Top of Data for analysis
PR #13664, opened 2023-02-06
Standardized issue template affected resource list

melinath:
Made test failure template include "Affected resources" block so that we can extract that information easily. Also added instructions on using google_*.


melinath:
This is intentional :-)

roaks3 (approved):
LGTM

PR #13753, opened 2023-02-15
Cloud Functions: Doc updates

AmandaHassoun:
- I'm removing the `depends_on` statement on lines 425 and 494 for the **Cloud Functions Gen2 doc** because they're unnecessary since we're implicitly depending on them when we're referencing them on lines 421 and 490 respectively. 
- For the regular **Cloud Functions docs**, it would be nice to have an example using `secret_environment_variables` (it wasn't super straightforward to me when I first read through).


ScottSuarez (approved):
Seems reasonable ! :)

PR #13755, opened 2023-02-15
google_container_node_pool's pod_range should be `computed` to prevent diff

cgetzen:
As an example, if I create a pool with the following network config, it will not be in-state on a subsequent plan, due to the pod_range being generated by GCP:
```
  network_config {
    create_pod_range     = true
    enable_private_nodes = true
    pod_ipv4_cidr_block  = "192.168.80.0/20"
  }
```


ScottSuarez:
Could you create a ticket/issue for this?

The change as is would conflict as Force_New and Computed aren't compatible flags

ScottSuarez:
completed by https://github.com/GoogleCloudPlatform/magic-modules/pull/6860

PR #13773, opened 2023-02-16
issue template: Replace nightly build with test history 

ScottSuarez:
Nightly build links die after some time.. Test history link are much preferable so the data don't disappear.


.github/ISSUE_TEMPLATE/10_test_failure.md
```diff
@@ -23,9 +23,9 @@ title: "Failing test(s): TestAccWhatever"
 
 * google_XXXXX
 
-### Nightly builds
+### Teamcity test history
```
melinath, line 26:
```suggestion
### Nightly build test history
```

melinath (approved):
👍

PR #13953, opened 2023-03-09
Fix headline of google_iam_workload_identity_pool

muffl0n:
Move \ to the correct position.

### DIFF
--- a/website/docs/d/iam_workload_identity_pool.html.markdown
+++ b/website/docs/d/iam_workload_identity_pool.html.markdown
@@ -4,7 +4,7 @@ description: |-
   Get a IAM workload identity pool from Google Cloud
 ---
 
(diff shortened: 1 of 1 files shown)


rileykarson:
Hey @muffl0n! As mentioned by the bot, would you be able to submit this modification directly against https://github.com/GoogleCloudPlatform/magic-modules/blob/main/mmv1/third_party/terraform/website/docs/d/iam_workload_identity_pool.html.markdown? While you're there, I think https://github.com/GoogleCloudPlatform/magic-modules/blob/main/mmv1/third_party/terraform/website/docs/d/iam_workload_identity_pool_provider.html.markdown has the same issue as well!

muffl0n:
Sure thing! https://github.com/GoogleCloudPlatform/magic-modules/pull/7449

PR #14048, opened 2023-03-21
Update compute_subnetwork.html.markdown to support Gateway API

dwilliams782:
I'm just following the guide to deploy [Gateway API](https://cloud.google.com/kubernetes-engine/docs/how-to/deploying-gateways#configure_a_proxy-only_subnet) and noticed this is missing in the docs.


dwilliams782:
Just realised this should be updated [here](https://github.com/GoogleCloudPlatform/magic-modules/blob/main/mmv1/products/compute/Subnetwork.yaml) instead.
Bottom of Data for analysis
Top of Data for analysis
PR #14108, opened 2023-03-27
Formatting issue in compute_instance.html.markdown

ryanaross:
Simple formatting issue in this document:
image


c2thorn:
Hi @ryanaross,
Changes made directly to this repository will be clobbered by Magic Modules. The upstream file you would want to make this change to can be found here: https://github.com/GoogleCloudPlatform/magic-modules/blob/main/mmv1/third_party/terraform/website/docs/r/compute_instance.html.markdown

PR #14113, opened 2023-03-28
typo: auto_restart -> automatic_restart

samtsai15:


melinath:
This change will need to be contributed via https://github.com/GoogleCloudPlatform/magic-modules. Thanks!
Bottom of Data for analysis
Exercise:
For this exercise, copy each line from the listing above that has the word "example".

Result:
- For the regular **Cloud Functions docs**, it would be nice to have an example using `secret_environment_variables` (it wasn't super straightforward to me when I first read through).
As an example, if I create a pool with the following network config, it will not be in-state on a subsequent plan, due to the pod_range being generated by GCP:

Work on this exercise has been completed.